▶ **Exercise objective**: Among the entries below, find each line holding "will" and return it.

▶ **Saved data entries**:
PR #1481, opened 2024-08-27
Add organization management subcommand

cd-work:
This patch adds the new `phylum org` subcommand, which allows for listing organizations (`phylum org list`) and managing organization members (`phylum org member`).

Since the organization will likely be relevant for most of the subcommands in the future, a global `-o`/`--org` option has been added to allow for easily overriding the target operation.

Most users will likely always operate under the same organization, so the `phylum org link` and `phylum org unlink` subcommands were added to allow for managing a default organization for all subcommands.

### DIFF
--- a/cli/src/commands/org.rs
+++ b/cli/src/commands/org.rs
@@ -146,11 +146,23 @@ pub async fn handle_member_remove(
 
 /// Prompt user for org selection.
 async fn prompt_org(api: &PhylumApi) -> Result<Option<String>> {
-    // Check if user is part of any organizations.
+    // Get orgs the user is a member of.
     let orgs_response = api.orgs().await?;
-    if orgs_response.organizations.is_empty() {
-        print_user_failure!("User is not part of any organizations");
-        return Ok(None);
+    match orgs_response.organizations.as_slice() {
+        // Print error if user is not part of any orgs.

▶ **Solution**:
Since the organization will likely be relevant for most of the subcommands in the future, a global `-o`/`--org` option has been added to allow for easily overriding the target operation.
Most users will likely always operate under the same organization, so the `phylum org link` and `phylum org unlink` subcommands were added to allow for managing a default organization for all subcommands.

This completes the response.